Os elementos recolhidos, no caso de busca e apreensão, ficarão acautelados e não poderão ser analisados até a confirmação do plenário do STF, sob pena de crime de abuso de autoridade
Reservadamente, alguns líderes comentaram que a decisão do Tribunal de Justiça do Rio de Janeiro, nesta terça-feira (23), que afastou a deputada Flordelis (PSD-RJ) do mandato acelerou o andamento da proposta. A deputada é acusada de ser a mandante do assassinato do marido.
Já está na Constituição que deputados e senadores só podem ser presos em flagrante de crime inafiançável.
A PEC propõe uma alteração: os crimes inafiançáveis que podem levar à prisão de parlamentares são apenas os que estão previstos na Constituição, entre os quais racismo, tráfico, formação de grupos armados e crimes hediondos, por exemplo.

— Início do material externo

PR #103, opened 2020-11-03
Python metadata plugin

vitsalis:
## Description
Introduce metadata plugin for inserting Python call graphs into the metadata database.
This pull request is based on #91 , and therefore it should be merged after it.

## Motivation and context
This is Python specific code which is very similar to the ones implemented for Java and C.

## Testing
1. Unit tests
2. Local tests on my machine (OS x) using a kafka topic which stored either the call graphs themselves or a path to the call graph.
3. Repeated the same tests on the monster server.

## Additional context
Based on #91 .

PR #109, opened 2020-11-06
Add Python Metadata Plug-in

No caso do deputado Daniel Silveira, a ordem de prisão teve como base a Lei de Segurança Nacional e o Código de Processo Penal. Não se tratou de crime inafiançável previsto na Constituição.
Repercussão
Alguns líderes criticam a pressa no andamento e no conteúdo da PEC. Avaliam que as mudanças protegem demais os parlamentares.

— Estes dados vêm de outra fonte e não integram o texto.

PR #110, opened 2020-11-06
Fix bug in makeDBConnection

StefanosChaliasos:
The stream was producing a map that had a string composed of forge=uri
as a key. In the map we want to have forge as the key to be able to
select the connection based on the forge.

@mir-am @MihhailSokolov Please verify that all the plug-ins that use the databases have the same logic to connect to the databases.

### DIFF
--- a/server/src/main/java/eu/fasten/server/FastenServer.java
+++ b/server/src/main/java/eu/fasten/server/FastenServer.java
@@ -231,7 +231,7 @@ public class FastenServer implements Runnable {
         dbPlugins.forEach((p) -> {
             if (dbUrls != null) {
                 p.setDBConnection(dbUrls.entrySet().stream().map(e -> new AbstractMap.SimpleEntry<>(e.getKey(),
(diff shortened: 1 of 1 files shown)


mir-am:
> The stream was producing a map that had a string composed of forge=uri
> as a key. In the map we want to have forge as the key to be able to
> select the connection based on the forge.
> 
> @mir-am @MihhailSokolov Please verify that all the plug-ins that use the databases have the same logic to connect to the databases.

Thanks for finding and fixing the bug. Indeed, there was a null pointer exception because of the buggy map in `dslContexts.get(Constants.mvnForge)`. A simple check like the below example reveals the bug.
```
MetadataDBJavaExtension.dslContext.createTemporaryTable("test");
```
It now works fine with your fix. Other plug-ins also use the same method to connect, i.e. `dslContexts.get(Constants.mvnForg);`, hence they should also work fine.

StefanosChaliasos:
@mir-am great! Could you please add a test?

“A PEC que está em discussão hoje aqui na Câmara dos Deputados, a PEC para alterar o artigo 53 da Constituição, é corporativista. Ela dificulta a aplicação da lei da ficha limpa. Ela não permite que o deputado seja afastado em alguns casos sérios, como o caso da deputada Flordelis, que não seria afastada se o texto dessa PEC estivesse válido”, afirmou o deputado Vinícius Poit (Novo-SP), líder de seu partido na Câmara.
Em entrevista à jornalista Andreia Sadi, no programa Em Foco, da GloboNews, o líder do governo na Câmara, Ricardo Barros (PP-PR) defendeu a PEC e disse claramente que é uma reação à decisão do Supremo de prender o deputado Daniel Silveira.

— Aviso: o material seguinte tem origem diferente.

PR #115, opened 2020-11-14
Start implementing JsonUtils for ercg

ashkboos:
## Description
This PR main objective is to decrease the amount of memory that the opal plug-in requires for processing Maven. Since we have already improved the memory usage of the intermediate code, here we only focus on improving the serialization.

## Motivation and context
For big packages sometimes we face OOM while serializing the CGs. Since we convert RCGs to JsonObject before writing it to String, there is room for improvement by removing JsonObject and converting directly to String. 

## Testing
We implement unit tests that check whether the serialized strings are completely identical to what we used to produce previously. We also compare the deserialized version of the strings with the previous implementation to make sure that ercg objects are equal.

## Task list  
- [x] Create a JSONUtil class. This class goal is to gather json serialization and deserialization aspects of data libraries in the core.
- [x] Implement toJson for Java ERCG
- [x] Test toJson by comparing Strings to the previous implementation String
- [x] Test toJson by comparing the deserialized objects

## Additional context
Note that our experiments showed that using serialization libraries can not help and make the situation even worse.


mir-am:
@ashkboos 
What is the current status of this PR?
Can someone review it for merging it?

analyzer/javacg-opal/pom.xml
```diff
@@ -45,6 +45,11 @@
             <version>3.1.4</version>
             <type>pom</type>
         </dependency>
+        <dependency>
+            <groupId>org.skyscreamer</groupId>
+            <artifactId>jsonassert</artifactId>
+            <version>1.5.0</version>
```
amottier, line 51: I would suggest to add `<scope>test</scope>` for `jsonassert` dependency.

core/src/main/java/eu/fasten/core/data/ExtendedRevisionJavaCallGraph.java
```diff
@@ -169,4 +173,63 @@ public String getRevisionName() {
         return artifactId + "_" + groupId + "_" + this.version;
     }
 
+    @Override
```
amottier, line 176: Maybe implementing `equals` and `hashCode` in parent class that actually declare the field `nodeCount`, `graph` would make more sense.

core/src/main/java/eu/fasten/core/data/Graph.java
```diff
@@ -195,4 +195,35 @@ public JSONObject toJSON() {
         result.put("resolvedCalls", resolvedCallsJSON);
         return result;
     }
+
```
amottier, line 198: LGTM

core/src/main/java/eu/fasten/core/data/JavaNode.java
```diff
@@ -62,4 +62,28 @@ public FastenURI changeName(final String className, final String methodName) {
         final var uri = this.getUri().toString().replace("/" + getClassName() + ".", "/" + className + ".");
         return FastenURI.create(uri.replace("." + getMethodName() + "(", "." + methodName + "("));
     }
+
```
amottier, line 65: I have the same kind of comment as with `ExtendedRevisionJavaCallGraph`

amottier:
@ashkboos, @mir-am if this PR is ready for review I can review it (actually I already started with a few minor feedback).

analyzer/javacg-opal/pom.xml
ashkboos: Thanks for your comment I addressed it.

core/src/main/java/eu/fasten/core/data/ExtendedRevisionJavaCallGraph.java
ashkboos: Thanks for the comment, I agree, In fact, all of the data classes must have equals and hashCode. In this PR I had to implement a java specific one to do the testing but we will have another PR in the future for refactoring the whole data package that needs to address all these.

core/src/main/java/eu/fasten/core/data/JavaNode.java
ashkboos: The same answer also applies here.

core/src/main/java/eu/fasten/core/data/JSONUtils.java
```diff
@@ -0,0 +1,287 @@
...
+            } else {
+                result.append("\"").append(entry.getKey()).append("\":").append(entry.getValue())
+                    .append(",");
+            }
+        }
+        removeLastIfNotEmpty(result, map.size());
+    }
+
+    /**
+     * Qoutes a given String.
```
amottier, line 223: Typo in the javadoc and in function name

core/src/main/java/eu/fasten/core/data/JSONUtils.java
```diff
@@ -0,0 +1,287 @@
...
+        return result.toString();
+    }
+
+    /**
+     * Appends general information of the revision to the beginning of the StringBuilder.
+     *
+     * @param erjcg  the object to extract the information from.
+     * @param result the StringBuilder to append the information.
+     */
+    private static void appendArtifactInformation(ExtendedRevisionJavaCallGraph erjcg,
```
amottier, line 34: I would suggest to have the `StringBuilder` as the first parameter for coherency with other methods.

core/src/main/java/eu/fasten/core/data/JSONUtils.java
```diff
@@ -0,0 +1,287 @@
...
+     *
+     * @param erjcg and object of java revision call graph to be converted to JSON String.
+     * @return the corresponding JSON String.
+     */
+    public static String toJSONString(final ExtendedRevisionJavaCallGraph erjcg) {
+        var result = new StringBuilder("{");
+        appendArtifactInformation(erjcg, result);
+        appendCha(result, erjcg.classHierarchy);
+        appendGraph(result, erjcg.graph);
+        if (erjcg.timestamp >= 0) {
```
amottier, line 21: In case timestamp value is negative (probably not a valid scenario) we will have a trailing comma coming from `appendGraph`call.

JSON Java accept the JSON with the trailing comma whereas JSON specification don't (see https://github.com/stleary/JSON-java/issues/269#issuecomment-239738561) so I think this is not a real issue.

I'm reporting this because we don't get strictly the same result as with the previous implementation.

analyzer/javacg-opal/src/test/java/eu/fasten/analyzer/javacgopal/data/JSONUtilsTest.java
```diff
@@ -0,0 +1,157 @@
+package eu.fasten.analyzer.javacgopal.data;
```
amottier, line 1: I'm curious why the test class is not in the same package as the tested class (`eu.fasten.core.data`)?

analyzer/javacg-opal/src/test/java/eu/fasten/analyzer/javacgopal/data/JSONUtilsTest.java
```diff
@@ -0,0 +1,157 @@
...
+            readDataCSV(new File(Objects.requireNonNull(Thread.currentThread().getContextClassLoader()
+            .getResource("121Coordinates.csv")).getFile()));
+    }
+
+    @Test
+    void toJSONString() throws IOException {
+
+        final var ser1 = avgConsumption(graph, "direct", "direct", 20, 20);
+        final var ser2 = avgConsumption(graph, "jsonObject", "jsonObject", 20, 20);
+        JSONAssert.assertEquals(ser1, ser2, JSONCompareMode.LENIENT);
```
amottier, line 62: I would rather use `JSONCompareMode.STRICT` or `JSONCompareMode.NON_EXTENSIBLE` because we want to have exactly the same JSON fields with the two implementation (see http://jsonassert.skyscreamer.org/apidocs/org/skyscreamer/jsonassert/JSONCompareMode.html)

amottier (commented):
Overall I think I have only minor comments. @ashkboos maybe I let you answer to my comments and then we can decide if we merge the PR as is or if additional changes are required.

core/src/main/java/eu/fasten/core/data/ExtendedRevisionJavaCallGraph.java
amottier: Ok, thanks for the clarification.

core/src/main/java/eu/fasten/core/data/JSONUtils.java
ashkboos: fixed 2b8d727

core/src/main/java/eu/fasten/core/data/JSONUtils.java
ashkboos: fixed b98c359

core/src/main/java/eu/fasten/core/data/JSONUtils.java
ashkboos: fixed afdb9bf

analyzer/javacg-opal/src/test/java/eu/fasten/analyzer/javacgopal/data/JSONUtilsTest.java
ashkboos: I would prefer to do some heavy testings by comparing a large number of maven packages JSON strings, for that I selected 100 random maven coordinates. Creating a call graph out of the maven coordinates feature is only available in the opal plugin. If I want to use this feature from the core I would have to declare a dependency to the opal plugin and it would be a cyclic dependency.

analyzer/javacg-opal/src/test/java/eu/fasten/analyzer/javacgopal/data/JSONUtilsTest.java
ashkboos: fixed de5c7d9

analyzer/javacg-opal/src/test/java/eu/fasten/analyzer/javacgopal/data/JSONUtilsTest.java
amottier: Go it, thanks for the clarification.

amottier:
@ashkboos on my side I think it's all ok for merging. Can I let you do the merge?

ashkboos:
> @ashkboos on my side I think it's all ok for merging. Can I let you do the merge?
@amottier thanks for your review, then I will resolve the conflicts and merge the PR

“Ela [a PEC] é uma reação à forma como o Supremo atuou na prisão do deputado Daniel Silveira. Nós não podemos ter presos no Brasil por crime de opinião. Não existe isso, nós não podemos ter. Quem é ofendido vai à Justiça e faz um processo de injúria, calúnia e difamação, danos morais, como todo cidadão brasileiro, quando ofendido, busca a sua, vamos dizer, o seu recurso, mas não da forma como aconteceu”, disse Barros.
“Eu respeito o Supremo Tribunal Federal, acho que eles agiram ali, num momento ali, numa forma ordenada, corporativa, mas, friamente falando, não tem fundamento para a prisão, como ela foi feita. Então, agora, nós, no parlamento, regulamentaremos de forma mais clara como isso deve acontecer, se houver a necessidade”, completou o líder do governo.
O professor de direito constitucional da Universidade Federal Fluminense, Gustavo Sampaio, lembrou que, além da PEC, os deputados já têm prontos um projeto de lei e mudanças no regimento interno da Câmara, medidas voltadas para imunidade e prisão dos parlamentares. Ele entende que o Congresso está agindo para se proteger.
“Nós estamos num momento de tensão institucional, de um certo tensionamento da corda que une os três poderes. E, nessa relação de freios e contrapesos, nós estamos assistindo nitidamente a uma reação legislativa. O poder Legislativo agora está querendo proteger-se, estabelecendo medidas que impeçam que um parlamentar esteja ao sabor do que a decisão judicial determinar”, disse Sampaio.